Nothing should be dropped or changed: copy every line of the listing.

Data block
**********
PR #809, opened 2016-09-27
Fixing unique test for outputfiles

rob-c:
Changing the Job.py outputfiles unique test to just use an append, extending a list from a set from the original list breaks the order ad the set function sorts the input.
**********
Answer space
PR #809, opened 2016-09-27
Fixing unique test for outputfiles

rob-c:
Changing the Job.py outputfiles unique test to just use an append, extending a list from a set from the original list breaks the order ad the set function sorts the input.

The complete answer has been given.